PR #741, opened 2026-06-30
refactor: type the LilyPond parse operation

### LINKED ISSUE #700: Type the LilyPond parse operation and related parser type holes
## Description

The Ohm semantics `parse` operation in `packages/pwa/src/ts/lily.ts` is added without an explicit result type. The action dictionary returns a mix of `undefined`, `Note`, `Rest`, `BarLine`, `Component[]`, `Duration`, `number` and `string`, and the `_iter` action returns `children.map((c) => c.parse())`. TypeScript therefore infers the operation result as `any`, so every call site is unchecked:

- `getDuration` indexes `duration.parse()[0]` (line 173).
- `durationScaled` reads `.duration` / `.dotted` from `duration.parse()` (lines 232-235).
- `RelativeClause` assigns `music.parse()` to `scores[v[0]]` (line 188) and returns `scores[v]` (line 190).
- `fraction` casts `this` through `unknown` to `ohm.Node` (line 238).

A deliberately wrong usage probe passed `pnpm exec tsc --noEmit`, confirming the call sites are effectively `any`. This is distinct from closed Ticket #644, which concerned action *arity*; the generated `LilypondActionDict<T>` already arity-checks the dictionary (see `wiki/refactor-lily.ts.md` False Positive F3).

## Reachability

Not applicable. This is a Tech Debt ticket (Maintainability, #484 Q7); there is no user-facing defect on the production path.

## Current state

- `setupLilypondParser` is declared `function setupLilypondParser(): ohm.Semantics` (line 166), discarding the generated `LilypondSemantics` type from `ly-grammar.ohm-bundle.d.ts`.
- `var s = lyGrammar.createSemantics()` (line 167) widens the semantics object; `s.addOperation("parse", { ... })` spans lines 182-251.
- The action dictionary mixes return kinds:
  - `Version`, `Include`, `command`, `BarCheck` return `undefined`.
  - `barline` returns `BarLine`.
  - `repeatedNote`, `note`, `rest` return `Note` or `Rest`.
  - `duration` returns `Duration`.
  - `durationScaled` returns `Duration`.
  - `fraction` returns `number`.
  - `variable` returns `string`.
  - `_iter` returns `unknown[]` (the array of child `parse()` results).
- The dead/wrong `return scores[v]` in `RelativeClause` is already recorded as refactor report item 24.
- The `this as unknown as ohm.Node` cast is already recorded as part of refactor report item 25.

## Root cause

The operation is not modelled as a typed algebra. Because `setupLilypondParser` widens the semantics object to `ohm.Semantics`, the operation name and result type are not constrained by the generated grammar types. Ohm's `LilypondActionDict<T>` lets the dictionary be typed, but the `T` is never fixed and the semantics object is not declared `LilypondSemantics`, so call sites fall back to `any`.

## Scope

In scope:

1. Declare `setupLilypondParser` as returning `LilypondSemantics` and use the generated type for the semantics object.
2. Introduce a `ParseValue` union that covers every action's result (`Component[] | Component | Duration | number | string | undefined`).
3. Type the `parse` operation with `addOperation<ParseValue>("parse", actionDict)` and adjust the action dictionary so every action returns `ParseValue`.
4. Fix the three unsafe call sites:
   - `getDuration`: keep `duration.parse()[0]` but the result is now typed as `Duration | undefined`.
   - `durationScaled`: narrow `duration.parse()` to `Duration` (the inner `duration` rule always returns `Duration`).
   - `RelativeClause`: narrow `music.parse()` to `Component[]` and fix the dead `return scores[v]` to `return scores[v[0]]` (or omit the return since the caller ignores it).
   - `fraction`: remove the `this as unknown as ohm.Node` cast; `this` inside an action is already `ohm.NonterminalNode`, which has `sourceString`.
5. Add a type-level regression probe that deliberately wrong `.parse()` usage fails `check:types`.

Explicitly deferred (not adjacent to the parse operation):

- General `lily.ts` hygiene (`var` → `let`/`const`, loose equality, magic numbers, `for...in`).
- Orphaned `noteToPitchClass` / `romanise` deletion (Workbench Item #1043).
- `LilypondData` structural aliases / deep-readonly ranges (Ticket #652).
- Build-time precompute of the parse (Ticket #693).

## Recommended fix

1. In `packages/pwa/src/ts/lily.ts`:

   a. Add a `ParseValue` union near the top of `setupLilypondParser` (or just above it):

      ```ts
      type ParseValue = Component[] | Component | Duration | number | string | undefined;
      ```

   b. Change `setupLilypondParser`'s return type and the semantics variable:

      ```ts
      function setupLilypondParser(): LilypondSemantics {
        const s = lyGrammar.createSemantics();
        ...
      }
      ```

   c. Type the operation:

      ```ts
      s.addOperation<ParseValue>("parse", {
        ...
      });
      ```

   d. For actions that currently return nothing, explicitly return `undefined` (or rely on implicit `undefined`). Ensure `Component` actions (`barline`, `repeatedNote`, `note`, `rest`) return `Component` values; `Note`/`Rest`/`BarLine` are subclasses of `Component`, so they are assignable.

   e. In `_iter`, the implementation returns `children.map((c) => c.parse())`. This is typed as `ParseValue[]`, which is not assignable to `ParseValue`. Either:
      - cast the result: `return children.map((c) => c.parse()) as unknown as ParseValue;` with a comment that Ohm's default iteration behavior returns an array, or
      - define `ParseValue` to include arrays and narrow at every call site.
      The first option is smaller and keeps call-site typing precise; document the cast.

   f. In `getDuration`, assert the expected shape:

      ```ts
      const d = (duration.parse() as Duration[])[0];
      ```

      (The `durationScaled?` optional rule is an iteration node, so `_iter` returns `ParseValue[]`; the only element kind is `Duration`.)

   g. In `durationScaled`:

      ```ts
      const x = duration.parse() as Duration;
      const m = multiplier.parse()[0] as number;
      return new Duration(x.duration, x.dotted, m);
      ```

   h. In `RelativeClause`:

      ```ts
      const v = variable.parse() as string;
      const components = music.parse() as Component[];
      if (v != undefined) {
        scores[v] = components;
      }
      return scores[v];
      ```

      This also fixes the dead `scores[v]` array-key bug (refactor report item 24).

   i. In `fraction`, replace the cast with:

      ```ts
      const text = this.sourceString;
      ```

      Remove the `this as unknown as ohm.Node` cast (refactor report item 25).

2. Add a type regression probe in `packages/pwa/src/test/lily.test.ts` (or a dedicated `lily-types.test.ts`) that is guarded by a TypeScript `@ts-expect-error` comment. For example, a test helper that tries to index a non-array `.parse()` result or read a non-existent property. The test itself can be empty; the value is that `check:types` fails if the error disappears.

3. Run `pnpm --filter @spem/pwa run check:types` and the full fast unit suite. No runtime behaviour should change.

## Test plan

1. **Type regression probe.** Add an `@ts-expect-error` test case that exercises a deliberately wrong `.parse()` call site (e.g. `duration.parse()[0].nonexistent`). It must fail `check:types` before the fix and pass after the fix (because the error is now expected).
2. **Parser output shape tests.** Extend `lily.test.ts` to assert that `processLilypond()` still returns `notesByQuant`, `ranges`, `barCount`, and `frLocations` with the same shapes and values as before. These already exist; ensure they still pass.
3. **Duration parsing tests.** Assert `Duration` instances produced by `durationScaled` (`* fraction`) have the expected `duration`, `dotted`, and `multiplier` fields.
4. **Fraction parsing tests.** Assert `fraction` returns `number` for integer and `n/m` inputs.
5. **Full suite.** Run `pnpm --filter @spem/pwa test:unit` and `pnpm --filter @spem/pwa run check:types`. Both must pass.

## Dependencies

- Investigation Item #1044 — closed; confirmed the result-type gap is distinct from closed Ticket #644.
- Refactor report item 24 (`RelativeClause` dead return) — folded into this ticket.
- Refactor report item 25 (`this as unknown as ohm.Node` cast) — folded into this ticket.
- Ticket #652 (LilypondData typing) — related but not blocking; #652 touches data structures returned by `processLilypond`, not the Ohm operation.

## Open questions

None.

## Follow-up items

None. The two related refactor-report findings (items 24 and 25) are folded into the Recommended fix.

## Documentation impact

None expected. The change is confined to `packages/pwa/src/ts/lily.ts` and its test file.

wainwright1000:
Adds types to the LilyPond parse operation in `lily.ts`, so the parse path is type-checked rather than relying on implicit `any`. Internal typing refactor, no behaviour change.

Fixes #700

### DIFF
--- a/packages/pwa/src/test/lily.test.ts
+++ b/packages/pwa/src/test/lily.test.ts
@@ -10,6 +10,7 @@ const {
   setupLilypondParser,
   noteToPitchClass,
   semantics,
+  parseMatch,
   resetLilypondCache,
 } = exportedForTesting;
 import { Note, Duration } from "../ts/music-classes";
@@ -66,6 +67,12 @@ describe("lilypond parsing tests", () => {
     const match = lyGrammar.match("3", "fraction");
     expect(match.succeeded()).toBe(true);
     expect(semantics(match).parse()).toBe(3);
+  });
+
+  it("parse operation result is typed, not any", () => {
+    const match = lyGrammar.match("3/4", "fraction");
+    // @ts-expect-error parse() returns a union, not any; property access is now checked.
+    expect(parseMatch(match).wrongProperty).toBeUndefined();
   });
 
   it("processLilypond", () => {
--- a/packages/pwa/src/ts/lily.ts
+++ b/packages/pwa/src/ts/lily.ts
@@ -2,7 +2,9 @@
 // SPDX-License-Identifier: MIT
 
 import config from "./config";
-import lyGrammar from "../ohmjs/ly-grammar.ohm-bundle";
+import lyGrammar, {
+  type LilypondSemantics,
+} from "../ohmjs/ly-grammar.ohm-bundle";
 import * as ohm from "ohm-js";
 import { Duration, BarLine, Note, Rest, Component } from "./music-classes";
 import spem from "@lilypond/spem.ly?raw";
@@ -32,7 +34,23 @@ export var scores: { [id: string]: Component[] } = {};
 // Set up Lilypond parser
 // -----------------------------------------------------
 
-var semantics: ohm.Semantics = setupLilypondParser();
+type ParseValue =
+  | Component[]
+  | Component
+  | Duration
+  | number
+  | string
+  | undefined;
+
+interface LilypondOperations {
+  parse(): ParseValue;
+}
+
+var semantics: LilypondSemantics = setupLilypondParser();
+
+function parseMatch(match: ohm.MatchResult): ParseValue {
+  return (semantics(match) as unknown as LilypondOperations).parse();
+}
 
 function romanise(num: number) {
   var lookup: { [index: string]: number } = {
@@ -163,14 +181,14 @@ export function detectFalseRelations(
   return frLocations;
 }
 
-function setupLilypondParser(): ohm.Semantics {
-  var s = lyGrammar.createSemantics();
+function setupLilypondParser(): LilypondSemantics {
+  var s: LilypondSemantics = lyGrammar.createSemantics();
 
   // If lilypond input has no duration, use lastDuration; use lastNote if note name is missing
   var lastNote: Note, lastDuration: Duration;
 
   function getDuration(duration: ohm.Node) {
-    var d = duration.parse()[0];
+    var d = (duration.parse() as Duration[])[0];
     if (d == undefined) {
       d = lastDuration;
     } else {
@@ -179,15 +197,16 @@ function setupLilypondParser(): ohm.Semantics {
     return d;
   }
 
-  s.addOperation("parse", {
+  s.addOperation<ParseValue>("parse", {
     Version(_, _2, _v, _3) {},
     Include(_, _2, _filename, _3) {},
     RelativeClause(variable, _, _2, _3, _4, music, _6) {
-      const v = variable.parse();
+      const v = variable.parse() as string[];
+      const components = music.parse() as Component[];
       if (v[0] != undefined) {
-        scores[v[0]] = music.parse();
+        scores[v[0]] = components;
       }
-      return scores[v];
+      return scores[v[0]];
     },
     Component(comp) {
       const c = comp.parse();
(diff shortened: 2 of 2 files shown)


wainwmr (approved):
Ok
· · ·
EXERCISE DESCRIPTION
Scan the lines above for "refactor: type the LilyPond parse operation" and for "## Current state". Repeat exactly the line holding each of them and every line in between.

SOLUTION TO THE EXERCISE
refactor: type the LilyPond parse operation

### LINKED ISSUE #700: Type the LilyPond parse operation and related parser type holes
## Description

The Ohm semantics `parse` operation in `packages/pwa/src/ts/lily.ts` is added without an explicit result type. The action dictionary returns a mix of `undefined`, `Note`, `Rest`, `BarLine`, `Component[]`, `Duration`, `number` and `string`, and the `_iter` action returns `children.map((c) => c.parse())`. TypeScript therefore infers the operation result as `any`, so every call site is unchecked:

- `getDuration` indexes `duration.parse()[0]` (line 173).
- `durationScaled` reads `.duration` / `.dotted` from `duration.parse()` (lines 232-235).
- `RelativeClause` assigns `music.parse()` to `scores[v[0]]` (line 188) and returns `scores[v]` (line 190).
- `fraction` casts `this` through `unknown` to `ohm.Node` (line 238).

A deliberately wrong usage probe passed `pnpm exec tsc --noEmit`, confirming the call sites are effectively `any`. This is distinct from closed Ticket #644, which concerned action *arity*; the generated `LilypondActionDict<T>` already arity-checks the dictionary (see `wiki/refactor-lily.ts.md` False Positive F3).

## Reachability

Not applicable. This is a Tech Debt ticket (Maintainability, #484 Q7); there is no user-facing defect on the production path.

## Current state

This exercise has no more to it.